If there is such work, though (which presumably would have to be supported by the White House), NASA administrator Charles Bolden wasn’t letting on during the subcommittee’s hearing about the budget proposal this afternoon. Bolden reiterated his wholehearted support for the plan. “I think that the budget that we got is the best budget for the nation and the best budget for NASA, and it essentially represents what I recommended to the president,” Bolden said during questioning from Wolf. (3/23)

Embry-Riddle Supports KSC Workshop for Commercial Space Industry (Source: SPACErePORT)
NASA sponsored a Commercial Space Transportation Industry Workshop on Wednesday and Thursday at KSC, in cooperation with Space Florida, the U.S. Air Force, and Embry-Riddle Aeronautical University (the luncheon sponsor). The workshop facilitated a technical exchange between KSC and both established and emerging space transportation companies. Discussion centered on how KSC and the Eastern Range can best be modernized and otherwise improved to enable and support the commercial space transport industry and other users. The President's proposed FY 2011 budget has included a line item for $1.9 billion to address such needs.

KSC officials said they will work closely with the commercial launch industry, the Air Force 45th Space Wing, and other stakeholders to update the KSC master plan for spaceport development, and to gain insights to plan for and prioritize investments should Congress authorize the proposed initiative. Companies participating in the workshop included the known contenders for the anticipated NASA initiative for procuring commercial crew transportation services to the International Space Station, and other entrepreneurial providers developing suborbital launch systems. (3/24)
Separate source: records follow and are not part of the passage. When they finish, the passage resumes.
PR #6521, opened 2021-07-16
Fix Ask CFPB table block rendering

willbarton:
Prior to [Wagtail 2.12.5](https://docs.wagtail.io/en/stable/releases/2.12.5.html) `include_block` was improperly escaping HTML, resulting in CVE-2021-32681 (🎩  to @niqjohnson for catching this). Unfortunately we were relying on that behavior for rendering of table blocks in Ask CFPB content.

This fix explicitly turns off autoescape for table blocks in Ask CFPB content blocks.

## Checklist

### DIFF
--- a/cfgov/ask_cfpb/tests/test_blocks.py
+++ b/cfgov/ask_cfpb/tests/test_blocks.py
@@ -1,6 +1,8 @@
 from django.test import TestCase, override_settings
 
-from ask_cfpb.models.blocks import FAQ, AskAnswerContent, HowTo, Tip
+from ask_cfpb.models.blocks import (
+    FAQ, AskAnswerContent, AskContent, HowTo, Tip
+)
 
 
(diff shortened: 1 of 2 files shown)


chosak (approved):
Thanks for the quick fix. Would be nice to have a regression test for this if it's not too much trouble. Maybe something along [these lines](https://github.com/cfpb/consumerfinance.gov/blob/35d71158c6f1921804b56649717f8059cca63b52/cfgov/ask_cfpb/tests/models/test_pages.py#L847), making an `AnswerPage` with some data that includes a table, and then rendering it. But I realize that may be hard given the way the tests are written.

niqjohnson (approved):
I checked all that Ask pages that had tables, and the tables all rendered for me locally. The non-Ask pages with tables I checked continued to render fine.

PR #6526, opened 2021-07-21
CCDB: Remove non-responsive header and footer CSS

anselmbradford:
Our legacy base template that ccdb-ui uses has special non-responsive styles for the header and footer that appear to do nothing. The page is unusable in IE9 anyway. 

## Removals

- non-responsive header and footer CSS and associated gulp tasks.

## How to test this PR

1. Pull branch, build and run a local server.
2. Boot up Sauce Connect.
3. In Sauce Labs IE9 compare http://localhost:8000/data-research/consumer-complaints/search/ to https://www.consumerfinance.gov/data-research/consumer-complaints/search/
4. There should be a menu (albeit difficult to see with all the reloading that happens)

### DIFF
--- a/cfgov/legacy/templates/front/base_update.html
+++ b/cfgov/legacy/templates/front/base_update.html
@@ -91,11 +91,6 @@
     {% block page_css %}
     {% endblock %}
 
-    <!--[if lt IE 9]>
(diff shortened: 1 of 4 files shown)


flacoman91 (approved):
Awesome. glad to have this removed.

Common Crew Capsule Approach Favored by Bolden (Source: Space Politics)
NASA administrator Charles Bolden told lawmakers he favors a “common crew module” that could be launched on multiple vehicles, rather than have each potential commercial crew provider develop their own spacecraft. “One of the things I would like to do is to help them use some of the research and development money that we have to help build a common crew module that could be interchangeably used on a number of launch vehicles,” he said. Such an approach would result in cost savings and simplify training for crews, he said. “I would like to help the commercial entities design a single crew module because it’s good for us to train in… and that can be used interchangeably on any launch vehicle.” Left unsaid is whether such an approach would incorporate any elements of Orion. (3/24)

Hunt is On for Obama Meeting Site (Source: Orlando Sentinel)
It remains to be seen what exactly White House plans are for the April 15 meeting, which is now being called a “Space Conference.” NASA deputy administrator Lori Garver was at Kennedy Space Center last week scoping out possible venues for the meeting. Her choices are the Operations and Checkout (O&C) building that was recently refurbished as a factory to assemble the Orion crew capsule that is now on the Constellation chopping block; the Operations Support Building 2; the Training Auditorium; the Debus Center at the visitor complex; and the Saturn Center.
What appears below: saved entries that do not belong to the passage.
PR #6528, opened 2021-07-22
Info-unit: Add aria-label from Wagtail to links in template

anselmbradford:
https://github.com/cfpb/consumerfinance.gov/pull/6497 added an aria-label to links edited in Wagtail, but neglected to add the aria-label to the info-unit template, so the entered aria-labels don't show up in that case.

## Changes

- Add aria-label to info-unit template

## How to test this PR

1. Edit a page with an info-unit and add an aria-label to a link and see it shows up in the published page's info-unit link.


cfgov/jinja2/v1/_includes/molecules/info-unit-2.html
```diff
@@ -108,8 +108,14 @@
...
-                    {%- set link = '<a class="m-list_link" href="' ~
-                        link.url ~ '">' ~ link_text ~ '</a>' %}
+                    {%- if link.aria_label -%}
+                        {%- set link = '<a class="m-list_link" href="' ~
+                            link.url ~ '" aria-label="' ~
+                            link.aria_label ~ '">' ~ link_text ~ '</a>' %}
+                    {%- else -%}
+                        {%- set link = '<a class="m-list_link" href="' ~
+                            link.url ~ '">' ~ link_text ~ '</a>' %}
+                    {%- endif %}
```
niqjohnson, line 118: Looks like as of Jinja 2.8 we can [now use block assignments to set variables](https://jinja.palletsprojects.com/en/3.0.x/templates/#block-assignments). Can we do something like this to make it a little less repetitive?

```suggestion
{%- set link -%}
    <a class="m-list_link"
        href="{{link.url}}"
        {%- if link.aria_label -%}
            aria-label="{{link.aria_label}}"
        {%- endif %}>{{link_text}}</a>
{%- endset -%}
```

Seems to work in my quick testing, but I'm not sure if there would be any side effects doing it this way.

anselmbradford: 💯 Great update! Done here https://github.com/cfpb/consumerfinance.gov/pull/6528/commits/bed95b797b35527feb3039ded846db963f807273

niqjohnson: 👍

niqjohnson (approved):
I tested this on a couple of pages locally. All the links in info unit groups I added ARIA labels to rendered the `aria-label` attribute as expected, and all the info unit links with blank ARIA labels rendered as before (with no `aria-label` attribute). Looking good to me.

PR #6529, opened 2021-07-23
Expand fake-school options

higs4281:
We've had an obviously fictional school – Example University – in our paying_for_college database for several years, for demo purposes. Now we want to have three more options, in order to show schools typical of different sizes.

This change adds three demo-school primary keys to be excluded from updates
and most other live operations. So the former `FAKE_SCHOOL_PK` constant becomes a list.

This should have no effect on the legacy EFIP tool or the financial-path tool.

### DIFF
--- a/cfgov/paying_for_college/models/disclosures.py
+++ b/cfgov/paying_for_college/models/disclosures.py
@@ -16,7 +16,13 @@ import requests
 # Our database has a fake school for demo purposes
 # It should be discoverable via search and API calls, but should be excluded
 # from cohort calculations and from College Scorecard API updates.
-FAKE_SCHOOL_PK = 999999
+FAKE_SCHOOL_PKS = [
+    999999,
+    999998,
+    999997,
+    999996,
+]
+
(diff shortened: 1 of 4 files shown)


cfgov/paying_for_college/models/disclosures.py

According to KSC officials, Garver really liked the O&C building because it was designed to be energy-efficient and could be used to assemble commercial capsules that would launch from nearby pads. The location of the meeting isn’t the only aspect of the conference taxing officials’ minds. Administration insiders are still discussing various formats as well as whom to invite to the event. There is some talk about a Town Hall meeting with space workers, but many people — not least KSC Center Director Bob Cabana — are reportedly opposed to the idea because tensions are running high at KSC.

As many as 9,000 shuttle workers are set to lose their jobs when the shuttle stops flying, perhaps later this year. The sad part is that despite all the rhetoric flying around, no program – neither Obama’s nor Constellation – is likely to offset those numbers anytime soon. (3/24)
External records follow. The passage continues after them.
PR #6719, opened 2021-10-05
Mega Menu and Global search: Handle tabbing out with focusout event

anselmbradford:
A longstanding issue is we create a hidden button after the mega menu and global search that when tabbed to would close either component. This hidden button is flagged as an accessibility issue.

## Changes

- Uses `focusout` event instead of introducing a hidden button for closing the mega menu and global search on tabbing out of each component.

## How to test this PR

2. Run a local server and visit any page.
3. Try the menu and global search at different screen sizes and in different browsers. You should be able to expand either and then tab through them and then when tabbed out of the open search or menu they should close.

### DIFF
--- a/cfgov/unprocessed/js/organisms/MegaMenuDesktop.js
+++ b/cfgov/unprocessed/js/organisms/MegaMenuDesktop.js
@@ -151,6 +151,17 @@ function MegaMenuDesktop( baseClass, menus ) {
   }
 
   /**
+   * Close the mega menu.
+   * @returns {MegaMenuDesktop} A instance.
+   */
+   function collapse() {
+     // Close the menu.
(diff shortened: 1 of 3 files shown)


cfgov/unprocessed/js/organisms/MegaMenuDesktop.js
```diff
@@ -150,6 +150,17 @@ function MegaMenuDesktop( baseClass, menus ) {
     }
   }
 
+  /**
+   * Close the mega menu.
+   * @returns {MegaMenuDesktop} A instance.
```
chosak, line 155:
```suggestion
   * @returns {MegaMenuDesktop} An instance.
```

Commercial Crew Launch Approach Debated in Congress (Source: Orlando Sentinel)
In response to lawmaker questions, Thomas Young, a former Lockheed Martin executive, said the White House plan was untenable and that NASA should not rely on new commercial rockets to transport astronauts. “In my view, this is a risk too high and not a responsible course. The commercial crew option should not be approved,” he said. Young, however, had a narrowly defined definition for what commercial rockets entailed and did not include the Atlas V or Delta IV rockets, run by a joint venture of defense giants Lockheed Martin and Boeing.

Michael Gass, head of the United Launch Alliance partnership, recently told Congress that ULA could do its own version of commercial crew after the space shuttle is retired this year. Young’s comments instead appeared directed at new commercial companies such as SpaceX, which is working to design a spacecraft capable of taking NASA cargo to the Space Station. The company also aims to one day carry crew into orbit and has designed its capsules in preparation of this possibility.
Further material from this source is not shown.